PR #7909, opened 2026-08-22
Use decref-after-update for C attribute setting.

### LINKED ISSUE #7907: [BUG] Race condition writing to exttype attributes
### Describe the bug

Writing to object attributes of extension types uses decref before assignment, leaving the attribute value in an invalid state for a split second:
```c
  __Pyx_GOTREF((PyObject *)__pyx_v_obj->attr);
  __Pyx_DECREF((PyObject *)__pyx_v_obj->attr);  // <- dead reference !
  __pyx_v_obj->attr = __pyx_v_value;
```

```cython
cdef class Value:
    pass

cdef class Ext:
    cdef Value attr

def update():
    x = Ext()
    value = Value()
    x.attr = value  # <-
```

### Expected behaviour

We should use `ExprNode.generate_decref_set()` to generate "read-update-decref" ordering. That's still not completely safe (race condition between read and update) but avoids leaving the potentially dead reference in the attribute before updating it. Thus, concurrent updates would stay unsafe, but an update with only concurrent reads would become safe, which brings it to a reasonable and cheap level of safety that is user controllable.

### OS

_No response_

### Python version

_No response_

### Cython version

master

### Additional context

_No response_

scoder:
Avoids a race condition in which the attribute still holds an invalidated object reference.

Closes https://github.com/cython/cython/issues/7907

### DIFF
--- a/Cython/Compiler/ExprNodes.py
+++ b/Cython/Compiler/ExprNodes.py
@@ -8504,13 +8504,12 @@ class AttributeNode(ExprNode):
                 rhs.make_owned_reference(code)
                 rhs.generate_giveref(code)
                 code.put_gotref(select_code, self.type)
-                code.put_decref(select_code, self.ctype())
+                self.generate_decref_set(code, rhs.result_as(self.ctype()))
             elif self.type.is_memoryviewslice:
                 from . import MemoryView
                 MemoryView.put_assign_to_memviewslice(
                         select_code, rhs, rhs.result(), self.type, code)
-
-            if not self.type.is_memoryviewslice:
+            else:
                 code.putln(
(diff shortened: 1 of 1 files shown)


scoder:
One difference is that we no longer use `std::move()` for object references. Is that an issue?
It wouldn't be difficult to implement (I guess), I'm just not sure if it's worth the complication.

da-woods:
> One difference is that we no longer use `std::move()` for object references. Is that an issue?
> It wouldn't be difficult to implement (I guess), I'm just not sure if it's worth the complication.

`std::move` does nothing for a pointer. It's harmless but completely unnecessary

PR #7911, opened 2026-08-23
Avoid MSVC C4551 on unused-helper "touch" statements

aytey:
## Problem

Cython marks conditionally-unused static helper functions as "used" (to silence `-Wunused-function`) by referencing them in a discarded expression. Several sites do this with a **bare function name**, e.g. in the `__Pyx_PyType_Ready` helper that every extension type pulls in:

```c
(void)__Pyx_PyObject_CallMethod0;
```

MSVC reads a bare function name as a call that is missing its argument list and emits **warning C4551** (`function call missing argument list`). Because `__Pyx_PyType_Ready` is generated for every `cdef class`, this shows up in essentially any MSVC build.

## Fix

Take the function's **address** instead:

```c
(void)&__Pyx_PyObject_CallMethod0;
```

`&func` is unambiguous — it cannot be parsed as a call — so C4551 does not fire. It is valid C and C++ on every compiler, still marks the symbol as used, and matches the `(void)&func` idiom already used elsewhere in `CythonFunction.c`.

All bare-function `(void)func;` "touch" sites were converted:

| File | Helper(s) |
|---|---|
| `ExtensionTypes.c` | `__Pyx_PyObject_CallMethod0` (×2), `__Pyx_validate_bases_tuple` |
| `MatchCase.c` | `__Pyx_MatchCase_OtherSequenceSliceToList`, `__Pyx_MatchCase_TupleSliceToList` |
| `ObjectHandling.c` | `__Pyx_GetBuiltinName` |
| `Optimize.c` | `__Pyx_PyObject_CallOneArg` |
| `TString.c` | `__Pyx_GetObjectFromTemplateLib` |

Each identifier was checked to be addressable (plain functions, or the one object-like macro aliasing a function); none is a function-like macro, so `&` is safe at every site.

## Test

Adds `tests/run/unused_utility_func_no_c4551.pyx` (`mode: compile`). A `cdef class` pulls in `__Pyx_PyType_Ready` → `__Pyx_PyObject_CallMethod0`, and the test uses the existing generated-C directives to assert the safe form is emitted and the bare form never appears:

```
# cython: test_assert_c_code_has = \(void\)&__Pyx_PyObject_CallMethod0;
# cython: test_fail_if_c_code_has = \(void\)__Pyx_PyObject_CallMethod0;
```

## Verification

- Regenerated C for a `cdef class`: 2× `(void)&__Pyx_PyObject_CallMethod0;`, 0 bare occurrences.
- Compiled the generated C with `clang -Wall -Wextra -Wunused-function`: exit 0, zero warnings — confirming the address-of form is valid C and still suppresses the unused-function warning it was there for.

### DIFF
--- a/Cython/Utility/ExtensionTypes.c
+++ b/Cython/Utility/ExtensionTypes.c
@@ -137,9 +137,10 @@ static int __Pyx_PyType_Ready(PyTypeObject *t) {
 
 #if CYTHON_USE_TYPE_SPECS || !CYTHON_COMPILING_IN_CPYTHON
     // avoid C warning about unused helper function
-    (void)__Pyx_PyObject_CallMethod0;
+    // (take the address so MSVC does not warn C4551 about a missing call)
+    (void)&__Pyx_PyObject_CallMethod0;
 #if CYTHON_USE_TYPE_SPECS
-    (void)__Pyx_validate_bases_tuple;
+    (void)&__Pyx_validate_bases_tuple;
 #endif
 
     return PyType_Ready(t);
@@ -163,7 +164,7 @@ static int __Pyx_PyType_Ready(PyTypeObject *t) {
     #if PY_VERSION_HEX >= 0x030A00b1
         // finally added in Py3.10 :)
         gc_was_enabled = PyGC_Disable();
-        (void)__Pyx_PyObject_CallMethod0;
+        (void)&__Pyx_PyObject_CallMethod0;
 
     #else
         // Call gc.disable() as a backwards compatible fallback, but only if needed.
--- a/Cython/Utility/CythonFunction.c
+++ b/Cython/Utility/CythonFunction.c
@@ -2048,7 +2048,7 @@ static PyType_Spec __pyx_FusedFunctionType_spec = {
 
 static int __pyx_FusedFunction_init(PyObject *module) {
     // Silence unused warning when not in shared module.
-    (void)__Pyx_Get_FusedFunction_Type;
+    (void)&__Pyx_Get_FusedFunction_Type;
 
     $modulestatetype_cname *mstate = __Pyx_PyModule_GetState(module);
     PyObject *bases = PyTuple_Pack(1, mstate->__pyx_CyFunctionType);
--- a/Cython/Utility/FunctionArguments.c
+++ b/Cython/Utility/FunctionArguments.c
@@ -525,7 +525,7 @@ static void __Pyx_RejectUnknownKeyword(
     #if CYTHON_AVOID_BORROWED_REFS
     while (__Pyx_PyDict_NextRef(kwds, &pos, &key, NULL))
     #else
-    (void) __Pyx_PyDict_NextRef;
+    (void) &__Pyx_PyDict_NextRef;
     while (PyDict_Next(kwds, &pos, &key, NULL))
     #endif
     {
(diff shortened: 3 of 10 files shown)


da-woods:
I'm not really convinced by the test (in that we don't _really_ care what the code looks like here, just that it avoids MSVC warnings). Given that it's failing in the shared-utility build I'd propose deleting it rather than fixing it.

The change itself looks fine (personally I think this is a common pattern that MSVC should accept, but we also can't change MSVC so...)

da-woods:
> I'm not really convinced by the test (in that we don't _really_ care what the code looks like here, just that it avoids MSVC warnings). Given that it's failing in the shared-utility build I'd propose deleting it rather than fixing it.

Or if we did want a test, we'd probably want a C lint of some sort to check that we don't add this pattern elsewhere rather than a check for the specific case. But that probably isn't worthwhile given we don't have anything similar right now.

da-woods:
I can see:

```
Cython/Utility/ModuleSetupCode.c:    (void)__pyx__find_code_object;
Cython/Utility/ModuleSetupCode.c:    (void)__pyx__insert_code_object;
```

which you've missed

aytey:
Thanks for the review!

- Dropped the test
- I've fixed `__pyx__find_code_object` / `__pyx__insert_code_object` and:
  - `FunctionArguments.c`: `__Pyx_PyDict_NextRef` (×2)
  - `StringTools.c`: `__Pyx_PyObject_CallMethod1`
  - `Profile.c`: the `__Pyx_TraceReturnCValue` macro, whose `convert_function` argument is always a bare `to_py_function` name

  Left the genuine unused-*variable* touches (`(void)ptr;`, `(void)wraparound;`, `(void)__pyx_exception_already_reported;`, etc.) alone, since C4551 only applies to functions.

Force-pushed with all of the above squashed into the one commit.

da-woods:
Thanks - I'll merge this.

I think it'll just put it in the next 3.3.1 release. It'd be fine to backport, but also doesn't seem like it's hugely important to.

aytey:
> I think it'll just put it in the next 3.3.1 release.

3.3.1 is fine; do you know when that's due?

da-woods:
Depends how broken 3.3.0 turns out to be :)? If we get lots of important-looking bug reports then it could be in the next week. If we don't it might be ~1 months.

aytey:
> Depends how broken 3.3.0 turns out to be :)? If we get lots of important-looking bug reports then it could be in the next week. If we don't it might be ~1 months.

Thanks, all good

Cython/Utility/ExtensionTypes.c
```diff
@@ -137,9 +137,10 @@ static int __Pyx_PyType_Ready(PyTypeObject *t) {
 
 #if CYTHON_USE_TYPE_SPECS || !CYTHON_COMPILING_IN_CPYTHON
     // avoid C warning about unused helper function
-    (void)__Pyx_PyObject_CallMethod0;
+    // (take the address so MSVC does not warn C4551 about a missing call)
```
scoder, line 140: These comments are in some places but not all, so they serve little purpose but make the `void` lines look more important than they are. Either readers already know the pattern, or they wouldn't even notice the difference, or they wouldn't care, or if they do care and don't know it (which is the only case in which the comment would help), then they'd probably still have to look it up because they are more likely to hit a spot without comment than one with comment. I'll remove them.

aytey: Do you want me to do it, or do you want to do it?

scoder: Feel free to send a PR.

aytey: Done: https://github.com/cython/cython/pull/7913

* * * *

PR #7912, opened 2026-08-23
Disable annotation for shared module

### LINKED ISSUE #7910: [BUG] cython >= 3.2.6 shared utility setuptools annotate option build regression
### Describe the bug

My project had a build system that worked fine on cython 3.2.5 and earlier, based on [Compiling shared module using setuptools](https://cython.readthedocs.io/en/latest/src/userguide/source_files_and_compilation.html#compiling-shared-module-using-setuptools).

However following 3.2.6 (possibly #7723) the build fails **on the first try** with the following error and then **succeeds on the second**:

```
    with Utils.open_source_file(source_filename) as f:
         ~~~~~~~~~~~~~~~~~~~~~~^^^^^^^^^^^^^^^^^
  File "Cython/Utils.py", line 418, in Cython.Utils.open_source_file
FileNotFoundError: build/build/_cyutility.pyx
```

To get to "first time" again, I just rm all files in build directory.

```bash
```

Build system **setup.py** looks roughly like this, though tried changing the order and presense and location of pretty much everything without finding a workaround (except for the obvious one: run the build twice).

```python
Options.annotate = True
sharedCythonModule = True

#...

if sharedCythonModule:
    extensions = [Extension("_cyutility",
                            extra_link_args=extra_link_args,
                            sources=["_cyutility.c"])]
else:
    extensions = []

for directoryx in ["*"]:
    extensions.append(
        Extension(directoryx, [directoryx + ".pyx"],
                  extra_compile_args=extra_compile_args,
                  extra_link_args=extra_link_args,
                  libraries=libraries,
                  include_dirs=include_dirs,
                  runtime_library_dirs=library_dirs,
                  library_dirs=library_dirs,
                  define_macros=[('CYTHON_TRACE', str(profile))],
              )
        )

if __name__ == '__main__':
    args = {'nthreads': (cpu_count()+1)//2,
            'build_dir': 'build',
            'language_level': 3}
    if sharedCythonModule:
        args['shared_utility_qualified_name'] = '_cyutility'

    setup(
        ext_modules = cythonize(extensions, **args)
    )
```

* * * *

Wherever "difficult" appears in the listing, report the line it is on.

# TASK ANSWER:
It wouldn't be difficult to implement (I guess), I'm just not sure if it's worth the complication.
> It wouldn't be difficult to implement (I guess), I'm just not sure if it's worth the complication.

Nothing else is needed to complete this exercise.